**Records provided**.
Issue #714, opened 2023-05-25
Pyroscope ingest endpoint status code


cyriltovena:
When a user is throttled we actually don't properly propagate [status code](https://admin-dev-us-central-0.grafana-dev.net/grafana/explore?left=%7B%22datasource%22:%22P09658BD21492D183%22,%22queries%22:%5B%7B%22expr%22:%22100%20%2A%20sum%20by%20%28namespace,%20job,%20route,%20cluster%29%20%28rate%28pyroscope_request_duration_seconds_count%7Bstatus_code%3D~%5C%225..%5C%22%7D%5B1m%5D%29%29%20%2F%20sum%20by%20%28namespace,%20job,%20route,%20cluster%29%20%28rate%28pyroscope_request_duration_seconds_count%5B1m%5D%29%29%20%3E%201%22,%22datasource%22:%7B%22type%22:%22prometheus%22,%22uid%22:%22cortex-dev-01-dev-us-central-0%22%7D,%22refId%22:%22A%22,%22editorMode%22:%22code%22,%22range%22:true,%22instant%22:true%7D,%7B%22refId%22:%22B%22,%22expr%22:%22100%20%2A%20sum%20by%20%28namespace,%20job,%20route,%20cluster,status_code%29%20%28rate%28pyroscope_request_duration_seconds_count%7Bstatus_code%3D~%5C%225..%5C%22%7D%5B1m%5D%29%29%20%2F%20sum%20by%20%28namespace,%20job,%20route,%20cluster,status_code%29%20%28rate%28pyroscope_request_duration_seconds_count%5B1m%5D%29%29%20%3E%201%22,%22range%22:true,%22instant%22:true,%22datasource%22:%7B%22type%22:%22prometheus%22,%22uid%22:%22cortex-dev-01-dev-us-central-0%22%7D,%22editorMode%22:%22code%22%7D%5D,%22range%22:%7B%22from%22:%22now-1h%22,%22to%22:%22now%22%7D%7D&orgId=1).

![Image](https://github.com/grafana/pyroscope-squad/assets/1053421/ba289aa2-77d9-4263-89ea-e03b52c9bc33)

This burns our SLO and should be fixed.

I suspect this might also be the case in case for any 4xx.

cc @korniltsev if you have time to take a look.

cyriltovena:
@korniltsev we fixed this ? I still see 500 in dev:

[...]

PR #718, opened 2023-05-29
fix(pyroscope ingest): propagate connect-go http status codes

korniltsev:
address #714


pkg/ingester/pyroscope/connect.go
```diff
@@ -0,0 +1,46 @@
+package pyroscope
+
+import (
+	"github.com/bufbuild/connect-go"
+)
+
+func connectCodeToHTTP(code connect.Code) int {
```
kolesnikovae, line 7: Should we use `pkg/util/connectgrpc.CodeToHTTP` here?

kolesnikovae (approved):
LGTM

pkg/ingester/pyroscope/connect.go
korniltsev: yes!

PR #721, opened 2023-05-30
feat: select first app automatically

eh-am:
Depends on https://github.com/grafana/phlare/pull/712

When the application first starts, it loads the list of apps, and if available, sets the first one as the current query. This is so that users see something "useful" right away.

If user deletes the query later, it won't do anything (to not be annoying).

https://github.com/grafana/phlare/assets/6951209/16911955-20ce-4c95-ac72-5afc3cbb7577

# Limitations
It doesn't update history in place, so if one hits the back button, it goes back to an empty query.


Rperry2174 (approved):
LGTM!

Issue #722, opened 2023-05-30
Routing doesn't keep query params


eh-am:
As illustrated by the video below, routing is weird:
* upon first changing routes, it keeps the query params but doesn't change the path
* upon changing routes again, it removes query params 

https://github.com/grafana/phlare/assets/6951209/266a9761-bd82-474b-b9b8-a35fb968b057

PR #737, opened 2023-05-31
fix: routing

eh-am:
Closes https://github.com/grafana/phlare/issues/722

Funnily enough I couldn't reproduce in CI, but trust me ~bro~, the issue is indeed happening.

But basically for `redux-query-sync` to work, the same `history` instance needs to be shared across the app. Didn't dive too deep, but it was affecting how other components that use the `useLocation` were rendered. Basically `Sidebar` wouldn't rerender when the route changes, therefore its navigation items wouldn't include the query parameter!


cyriltovena (approved):
LGTM

Issue #727, opened 2023-05-31
Only start ui server when all services are ready in single binary mode


eh-am:
Otherwise one may try to access the UI (`http://localhost:4100/ui`) and get error messages saying that the frontend is not running yet:

```
level=warn caller=gokit.go:79 caller=http.go:196 traceID=17ac6d89e8d65d4b msg="GET /pyroscope/label-values?label=__name__ (500) 91.625µs Response: \"unavailable: grpc roundtripper error: frontend not running: New\\n\" ws: false; Accept: */*; Accept-Encoding: gzip, deflate, br; Accept-Language: en-US,en;q=0.5; Connection: keep-alive; Referer: http://localhost:4100/ui/?query=; Sec-Fetch-Dest: empty; Sec-Fetch-Mode: cors; Sec-Fetch-Site: same-origin; User-Agent: Mozilla/5.0 (Macintosh; Intel Mac OS X 10.15; rv:109.0) Gecko/20100101 Firefox/113.0; X-Scope-Orgid: ; "
```

Also that makes e2e tests more difficult, since it assumes the UI is only available when everything else is also available.

eh-am:
Actually since this is such an edge case, may be best to just fix it for E2E tests.

PR #738, opened 2023-06-01
ci: [e2e] wait for /ready instead of hitting the ui directly

eh-am:
Closes https://github.com/grafana/phlare/issues/727

It waits on `/ready` instead of hitting `/ui`. There's still a chance that we try to run tests while the query-frontend is being initialized, but it's already a better heuristic than simply hitting the /ui.


hi-rustin (approved):
Looks good to me!

simonswine (approved):
LGTM

PR #745, opened 2023-06-05
chore: Ensure presence of service_name label 

korniltsev:
https://github.com/grafana/pyroscope/issues/2055


pkg/agent/profiles.go
```diff
@@ -167,7 +169,15 @@ func populateLabels(lset labels.Labels, cfg ScrapeConfig) (res, orig labels.Labe
 		lb.Set(model.InstanceLabel, addr)
 	}
 
+	if serviceName := lset.Get(phlaremodel.LabelNameServiceName); serviceName == "" {
+		if serviceName = lset.Get(phlaremodel.LabelNameServiceNameK8s); serviceName == "" {
+			return nil, nil, errors.New("service_name label is not specified")
```
petethepig, line 174: So if I don't have either of these it will throw an error on ingestion, right?

Maybe this was discussed already and there's consensus, in which case ignore me, but I would prefer we default to some values like "unspecified" or "default" or something like that.

cyriltovena (approved):
LGTM

I think we might want to also add a pyrosscope to our default config file  which scrape itself WDYT ?

PR #748, opened 2023-06-05
docs: Update links to point at grafana.com instead of pyroscope.io

Rperry2174:
Updates links to point at grafana.com instead of pyroscope.io


cyriltovena (approved):
LGTM

Issue #690, opened 2023-05-12
Stack trace symbols resolution is slow


kolesnikovae:
It’s been noticed that **SelectMergeStacktraces** queries typically spend significant (~30%) amount of time in resolving stacktraces. This is especially evident when an on-disk block is queried.

Example: in the screenshot below you can see that we've spent 2 seconds reading ~630k stacktraces from the parquet table (appx. 500 pages) – it's three times longer than fetching sample data itself:
![image](https://github.com/grafana/phlare/assets/12090599/93423f1a-8124-4244-8cb1-330fe5eaa066)

One of the hypotheses is that data locality of the stacktraces parquet table may be poor in certain cases, which results in high read amplification, therefore the column iterator needs to scan the whole file (seeking page by page). We need to investigate the problem further and optimize stacktraces parquet table, if necessary:
- Try to order rows by Series ID first – this should improve data locality: stack traces are typically fetched for a single application, or a subset of them.
- Find the optimal page size. Experiment with read ahead access.
- Encoding: figure out if Delta encoding is appropriate for the LocationIDs array and fix it if not. Potentially, this optimization only decreases the CPU time spent in varint decoding. 
- Model: use uint32 for LocationIDs and StacktraceID: 4 billions is enough to reference locations within a single block. This optimization probably only improves in-memory representation, on-disk size is unlikely to change.

We also may want to experiment with stack truncation, e.g keep only those that account for 95-99% of values, and create a stub frame for the truncated ones. This should be done before resolving locations (reading stacktraces parquet table). This is meaningful only if the relevant stacktraces are stored close to each other on disk, otherwise the amount of rows/pages we need to fetch will change insignificantly, and the latency of the operation will not decrease.

One approach is to return the result of aggregation by addressing stacktraces globally, and let the querier decide what to keep. Another way is to truncate stacks locally in ingesters, but the resulting flamegraph may be less accurate.

kolesnikovae:
Resolved via #767

PR #749, opened 2023-06-06
WIP: Shard stacktraces table by service name

kolesnikovae:
Note that this PR is experimental and is not supposed to be merged. In the PR I explore an idea of explicitly sharded `stacktraces` parquet table, where the sharding key is the `service_name`. The aim of the sharding is to improve data locality of stack traces produced by the same program (application/service) on disk: see https://github.com/grafana/phlare/issues/690 for the context.

---

Probably, the actual implementation will adhere to a more generic approach by utilising `Mapping` profile member:

```proto
  // Mapping from address ranges to the image/binary/library mapped
  // into that address range.  mapping[0] will be the main binary.
  repeated Mapping mapping = 3;
```

<details>
  <summary>Mapping</summary>
  
```proto
message Mapping {
  // Unique nonzero id for the mapping.
  uint64 id = 1;
  // Address at which the binary (or DLL) is loaded into memory.
  uint64 memory_start = 2;
  // The limit of the address range occupied by this mapping.
  uint64 memory_limit = 3;
  // Offset in the binary that corresponds to the first mapped address.
  uint64 file_offset = 4;
  // The object this entry is loaded from.  This can be a filename on
  // disk for the main binary and shared libraries, or virtual
  // abstractions like "[vdso]".
  int64 filename = 5;  // Index into string table
  // A string that uniquely identifies a particular program version
  // with high probability. E.g., for binaries generated by GNU tools,
  // it could be the contents of the .note.gnu.build-id field.
  int64 build_id = 6;  // Index into string table

  // The following fields indicate the resolution of symbolic info.
  bool has_functions = 7;
  bool has_filenames = 8;
  bool has_line_numbers = 9;
  bool has_inline_frames = 10;
}
```
  
</details>

### DIFF
--- a/pkg/phlaredb/block/block.go
+++ b/pkg/phlaredb/block/block.go
@@ -18,6 +18,8 @@ import (
 )
 
 const (
+	SymbolsShardsFilename = "symbols_shards.json"
+
 	IndexFilename        = "index.tsdb"
 	ParquetSuffix        = ".parquet"
 	DeletionMarkFilename = "deletion-mark.json"
--- a/pkg/phlaredb/block_querier.go
+++ b/pkg/phlaredb/block_querier.go
@@ -3,6 +3,7 @@ package phlaredb
 import (
 	"bytes"
 	"context"
+	"encoding/json"
 	"fmt"
 	"io"
 	"math"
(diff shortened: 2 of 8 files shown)


kolesnikovae:
Work will continue in https://github.com/grafana/phlare/pull/767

**What is required**. Of the lines above, show those in which "approved" appears.

**Exercise answer**.
kolesnikovae (approved):
Rperry2174 (approved):
cyriltovena (approved):
hi-rustin (approved):
simonswine (approved):
cyriltovena (approved):
cyriltovena (approved):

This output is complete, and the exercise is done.